Just before North Korean dictator Kim Jong Il died, the skies glowed red above sacred Mount Paektu and the impenetrable sheet of ice at the heart of the mystical volcano cracked with a deafening roar.

At least, that's the official account of the supernatural circumstances preceding Kim's death on Saturday at age 69, as relayed by the state-run Korean Central News Agency.

State media reported on Thursday that he "blocked the howling wind of history" in life and died at a time of abnormally cold weather and stormy seas.

Kim, who ruled isolated and impoverished North Korea from 1994 until his death on Saturday, was born on a sacred mountain, the moment foretold by a swallow and heralded by a double rainbow, according to the official narrative. Soviet records, however, reportedly indicate Kim Jong Il was born in Siberia.

In life, he was extolled by North Korea's fawning media with feats like a miraculous ability to control the weather and several holes-in-one on the golf course.

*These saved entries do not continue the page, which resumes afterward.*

PR #416, opened 2022-02-06
Added Inverse depth projection factor

rsoussan:
Added inverse depth projection measurement to support the new factor and Jacobians for various projection and backprojection functions.  Added unit tests for each of these along with the factor.  Reorganized some code in vision common for use with the depth projection factor.   More refactoring is being done in a different pr to allow for adding feature id's to the graph for optimization.


bcoltin:
Looks good once build is fixed. Seems like there are multiple tests with the same name.

PR #422, opened 2022-02-17
Added scripts for bayer conversion, histogram equalization, and map creation

rsoussan:
Added scripts to perform bayer to grayscale conversion for a bagfile as well as histogram equalization using normal histogram equalization and CLAHE. Generalized the groundtruth map script to make a map without groundtruth as well.  These all help the analysis of dark data in the ISS.


bcoltin (approved):
Looks good once you fix lint

marinagmoreira (approved):

PR #424, opened 2022-02-22
Adding data share documentation

marinagmoreira:
Didn't elaborate on the documentation because use cases are not clear yet.
Possibly we can add instructions on how to view the data with rqt_bag (http://wiki.ros.org/rqt_bag) -- ROS centric; or instructions on how to convert the data to other formats like .cvs.

### DIFF
--- a/astrobee/readme.md
+++ b/astrobee/readme.md
@@ -1,4 +1,4 @@
-\page astrobee Astrobee
+\page astrobee General Considerations
 
 # Folder description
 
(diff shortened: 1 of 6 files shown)


bcoltin (approved):

trey0:
Thanks, Marina! This looks like a great start. I'm a bit concerned the link to the data will become stale, but we can deal with that when and if it happens. And now that we have this page, we have a place to add more instructions as we start to understand what common use cases people have.

trey0 (approved):

PR #428, opened 2022-02-25
add csv_join.py for joining messages by timestamp

trey0:
Add csv_join.py for joining two CSV files by timestamp, where each CSV file corresponds to a single ROS topic. Where these CSV files could come from is described in the CSV section of [1].

Joining on timestamp is a common analysis task, with the typical example of joining a sensor message with a pose message so you can map the sensor measurements. This script could especially help external users who want to do their own analysis of Astrobee data but might not be ROS experts.

[1] https://github.com/trey0/astrobee/blob/bag_doc/doc/general_documentation/public_data.md

### DIFF
--- a/scripts/postprocessing/csv_join.py
+++ b/scripts/postprocessing/csv_join.py
@@ -1,0 +1,124 @@
+#!/usr/bin/env python
+# Copyright (c) 2017, United States Government, as represented by the
+# Administrator of the National Aeronautics and Space Administration.
+#
+# All rights reserved.
+#
+# The Astrobee platform is licensed under the Apache License, Version 2.0
+# (the "License"); you may not use this file except in compliance with the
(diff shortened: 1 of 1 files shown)


bcoltin:
@rsoussan can you review? How does this fit in with the other bag merging scripts we were discussing monday?

trey0:
@rsoussan could you take a look?

rsoussan (approved):

rsoussan:
> @rsoussan can you review? How does this fit in with the other bag merging scripts we were discussing monday?

Sorry for the delay.  This could go in the new bag_processing package since it's pretty generic, up to you guys.

bcoltin:
Yeah, I think we should put it there. Can you add it? @rsoussan

PR #430, opened 2022-03-01
wait for mapper service validator

marinagmoreira:
This addresses the goal of using the zones for the purpose of defining strict no-fly zones without inflation.


marinagmoreira:
Tested in simulation. For Kibo RPC putposes, the changes in config files are as follows:
Screenshot from 2022-03-01 14-49-55
Tested up to a precision of 0.00002 (was able to move), 0.00001 (keepout warning)

kbrowne15 (approved):

PR #431, opened 2022-03-02
Created bag_processing package

rsoussan:
Added script to convert all bags in a directory from bayer to grayscale.  Made a new bag_processing package and moved some scripts from graph_bag here and added documention to the scripts and the bag_processing readme.


tools/bag_processing/readme.md
```diff
@@ -0,0 +1,36 @@
...
+
+# Package Overview
+The bag processing package provides several helper tools for handling bagfiles.
+
+# Usage Instructions
+For each script, run 'rosrun bag\_processing script\_name.py -h' for further details and 
+usage instructions.
+
+# Scripts
+## apply\_histogram\_equalization\_to\_images
```
trey0, line 11: Single underscores have no special meaning in Markdown and do not need to be escaped like this. (Two or more underscores together is special, boldface or horizontal rule.)

However, as long as we're here, a nice style touch is to use backtick characters around `code_literals` and filenames so they render as monospace.

tools/bag_processing/scripts/convert_all_bayer_bags_to_grayscale.py
```diff
@@ -0,0 +1,56 @@
...
+    )
+    parser.add_argument(
+        "-s",
+        "--save-all-topics",
+        dest="save_all_topics",
+        action="store_true",
+        help="Save all topics from input bagfile to output bagfile.",
+    )
+    args = parser.parse_args()
+    for bag in glob.glob("*.bag"):
```
trey0, line 53: This looks like a place where you could use argparse to accept a list of positional arguments so the user could specify an arbitrary glob that their shell would expand, instead of hardcoding a glob.

tools/bag_processing/scripts/convert_bayer_to_grayscale.py
```diff
@@ -30,6 +30,31 @@
...
+    output_bag = rosbag.Bag(output_bag_name, "w")
+
+    with rosbag.Bag(bagfile, "r") as bag:
+        for topic, msg, t in bag.read_messages(topics):
+            if topic == bayer_image_topic:
+                try:
+                    image = bridge.imgmsg_to_cv2(msg, "mono8")
+                except (CvBridgeError) as e:
+                    print(e)
+                gray_image = cv2.cvtColor(image, cv2.COLOR_BAYER_GR2GRAY)
```
trey0, line 49: I would appreciate a comment here, something like:

"We suspect this hard-coded RGB color mapping is not correct for the Astrobee NavCam/DockCam camera Bayer pattern. It may have swapped color channels. A color channel swap has a subtle effect on grayscale output because different color channels have different weighting factors when outputting luminance calibrated for human perception. However, for the purposes of this script, the key requirement is to exactly replicate the onboard debayer conversion performed in the FSW is_camera ROS node, so localization features will be the same regardless of which tool is used to do the conversion."

trey0 (commented):
This looks like a big improvement! I had a few minor comments.

tools/bag_processing/scripts/merge_bags.py
```diff
@@ -77,12 +81,23 @@ def merge_bag(input_bag_prefix, merged_bag, only_loc_topics=False):
 
 
 if __name__ == "__main__":
-    parser = argparse.ArgumentParser()
-    parser.add_argument("input_bag_prefix")
-    parser.add_argument("--merged-bag", default="")
+    parser = argparse.ArgumentParser(
+        description=__doc__, formatter_class=argparse.ArgumentDefaultsHelpFormatter
+    )
+    parser.add_argument(
```
trey0, line 87: For improved flexibility, it seems like you could avoid requiring the bags to have a common prefix if you instead used `argparse` to accept a list of positional arguments using `nargs='+'` [1]. Then the user could easily recover the prefix behavior by specifying `<prefix>*`, which would be expanded by their shell.

(Sorry if this is a dupe. I tried to add a comment like this before, but it looked like it disappeared somehow.)

[1] https://docs.python.org/2.7/library/argparse.html#nargs

rsoussan: I think in practice for us the bags all come with in the same directory, so this prevents having to type each of the prefixes by hand.  (The same comment applies to the convert all bayer images script).  I think for general purpose usage I could add the option to either manually list the prefixes/bags or allow them to be found assuming they are in the same directory, but I might leave that for future work if that's ok as I haven't had that use case yet.

tools/bag_processing/readme.md
rsoussan: Ok, I think when I didn't escape them it didn't render properly as an underscore? I think regardless the backtick solution is better so I'll update each of these with that

tools/bag_processing/scripts/convert_bayer_to_grayscale.py
rsoussan: Done

tools/bag_processing/readme.md
rsoussan: Done

tools/bag_processing/scripts/convert_all_bayer_bags_to_grayscale.py
rsoussan: Done, added glob as behavior if no bags provided to allow default usage to run for all bags in a directory.

tools/bag_processing/scripts/merge_bags.py
rsoussan: Done, added automatically finding prefixes as default behavior if no prefixes are provided

trey0 (approved):
Looks good from here!

marinagmoreira (approved):

PR #435, opened 2022-03-03
changing bayer encoding

marinagmoreira:


trey0 (approved):
Great! Exactly in sync with our conversation earlier.

My only request was to better explain the evidence in the bug report :) Thanks!

PR #436, opened 2022-03-03
public_data.md: add and update several topics

trey0:
One thing it documents is the script in https://github.com/nasa/astrobee/pull/428


trey0:
@bcoltin This may have been waiting on #428 but unblocked now.

@rsoussan If you move `csv_join.py` or other scripts, which is a great idea, we should remember to update the usage example in `public_data.md`.

bcoltin (approved):

PR #437, opened 2022-03-04
Disable mapper

marinagmoreira:


bcoltin:
Hi Marina, what is the reason to not start the timers and subscriptions, instead of not launching the mapper node from the launch file?

marinagmoreira:
> Hi Marina, what is the reason to not start the timers and subscriptions, instead of not launching the mapper node from the launch file?

Because some of the services are needed by the choreographer (like the get collision distance)

bcoltin (approved):

bcoltin:
Got it, thanks. Btw, I think the Initialize is only called on startup, so enabling it through reconfiguring probably won't work currently.

PR #439, opened 2022-03-04
Remove low movement images

rsoussan:
Added script to remove sequential images with low movement. This helps prune redundant images before running the mapping pipeline.


bcoltin:
@rsoussan how does this fit in with select_images? Should we upgrade select_images to do this instead of adding a new binary, to keep the workflow the same?

rsoussan:
> @rsoussan how does this fit in with select_images? Should we upgrade select_images to do this instead of adding a new binary, to keep the workflow the same?

Um, they operate pretty differently and have some different usage options.  I think my plan was to update the documentation once all the changes were added, and to do some more extensive testing then.  Right now this script works pretty well though on the bags I've tested with, but I'd want to do some further full pipeline tests before recommending it over select images

bcoltin:
So the plan is to eventually replace select_images with this, but we are not sure it's ready yet? I'm just worried by adding more options we are just making map building more complicated. I think the ideal case would be if we had one program that did everything you need to get the right images.

rsoussan:
> So the plan is to eventually replace select_images with this, but we are not sure it's ready yet? I'm just worried by adding more options we are just making map building more complicated. I think the ideal case would be if we had one program that did everything you need to get the right images.

Ok, yeah the long term plan would be to replace select_images with this, I think after some further testing and tuning of the optical flow difference parameter we could remove select_images as I don't see a case where it would be preferential to this script. I mostly just don't want to interfere with Andres' current pipeline until I have done some more testing. I could ping him though and see if it is already more useful, in which case we could go ahead and remove select_images

bcoltin:
Ok. I would suggest then, let's keep this as a pull request and wait to merge until it is ready to replace select_images in the pipeline. How does that sound?

rsoussan:
> Ok. I would suggest then, let's keep this as a pull request and wait to merge until it is ready to replace select_images in the pipeline. How does that sound?

Ok that's fine with me

localization/camera/CMakeLists.txt
```diff
@@ -40,19 +32,17 @@ find_package(cmake_modules REQUIRED)
 find_package(Boost REQUIRED COMPONENTS system)
 find_package(Eigen3 REQUIRED)
 
+# Find OpenCV
+SET(CMAKE_MODULE_PATH "${CMAKE_SOURCE_DIR}/../../cmake")
```
marinagmoreira, line 36: I'm thinking maybe we should add this to catkin config --cmake-args, such that we never have to add this again..

marinagmoreira:
Is it on purpose that the PR changes multiple CMake files instead of just adding the new tool?
I just tested it and works great! I think the distance closer to what has been done manually is 15cm. It does include more images during rotation, but that might actually be useful to get better map results?

marinagmoreira:
Is it on purpose that the PR changes multiple CMake files instead of just adding the new tool?
I just tested it and works great! I think the distance closer to what has been done manually is 15cm. It does include more images during rotation, but that might actually be useful to get better map results?

rsoussan:
> Is it on purpose that the PR changes multiple CMake files instead of just adding the new tool? I just tested it and works great! I think the distance closer to what has been done manually is 15cm. It does include more images during rotation, but that might actually be useful to get better map results?

I had to clean up some of the CMake files to get the build and tests to work on Ubuntu 20, there was the opencv linking error I think I had mentioned before with different versions of opencv.  Additionally while doing that, some packages when their dependencies were cleaned up were actually missing some dependencies so I added those where needed.

Nice, is the 15 the value passed to the script?  I'm surprised I had it at 0.1 as a default, we should update that if so.

marinagmoreira:
> s to get the build and tests to work on Ubuntu 20, there was the opencv linking error I think I had mentioned before with different versions of opencv. Additionally while doing that, some packages when their dependencies were cleaned up were actually missing some dependencies so I added those where needed.
> 
> Nice, is the 15 the value passed to the script? I'm surprised I had it at 0.1

The value passed in the script I'm assuming it's meters, so 15cm is 0.15m, I wouldn't bother changing since it's not certain that the ideal spacing is 0.15 :)

marinagmoreira (approved):

bcoltin:
We had said before we would replace select_images with this before we merged--- are we ready to do that now? What is the status of this?

rsoussan:
> 

Good point, yes it is ready and I've updated the documentation and removed the select_images tool in favor of remove_low_movement_images.

bcoltin (approved):
Thanks! Looks good when it passes tests.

Since the weekend, KCNA has published dozens of English-language stories online with headlines such as "Kim Jong Il's Life Bright as Snow," "Korean People Ardently Yearn for Kim Jong Il" and "Korean People Make Uninterrupted Efforts to Build Thriving Nation."

Of his death, KCNA said: "In the morning of December 17 when he was on the train to make a journey of field guidance for the people the temperature was 4-7 degrees centigrade lower than the average, scoring the lowest this winter."

The day earlier, it said: "In East and West Seas, the wind blew 10-15 meters per second, causing the waves to rise up to 2-3 meters."

The news agency is one of the chief propaganda organs tasked with building up the quasi-religious mystique around the Kims, North Korea's only rulers since its founding in 1948.

'Common attire'
Kim — depicted by official media as a humble servant of the people — died on the train on his way to dispense the advice that he regularly gave to factories, farms and the military, Pyongyang said when it released news of his death on Monday.

"Those weather data make one more keenly feel the painful labors of Kim Jong Ilwho continued in common attire his journey of field guidance with patriotic devotion despite the biting cold weather," KCNA said.

WORLDBLOG: Politics trumps hunger in North Korea

KCNA said that Kim Jong Il, who foreign media and intelligence reports have linked with an opulent lifestyle, "worked hard day and night, having uncomfortable sleep and taking rice-balls" while serving his nation.

"Seeing his dedication, in tears, the people would ask him to stop making any more journeys along snow-covered roads in cold weather and sitting up all night," it said.

More than 100 poems had been written in Kim's honor in the past two days, KCNA said, with titles like "Rise Up, People of Great General," "Field Car Has Not Stopped" and "Soldiers Do Not Forget General."

The news agency said after the bad days surrounding Kim's death, a "spring of prosperity under socialism will surely come to the country thanks to the patriotic devotion of Kim Jong Il who blocked the howling wind of history till the last moments of his life."

The mythmaking for Kim Jong Un has begun as well, with an editorial in the Rodong Sinmun newspaper calling him "born of heaven." However, details of his birth, and the accompanying legend, have not yet been revealed.

A U.S. official told The Associated Press he is 27 years old, though many observers suspect he will skip a few years and celebrate his 30th birthday in January 2012.

That would make for a mystic convergence of numbers: Kim Jong Il would have turned 70 and Kim Jong Un would turn 30 in the year that Kim Il Sung would have turned 100.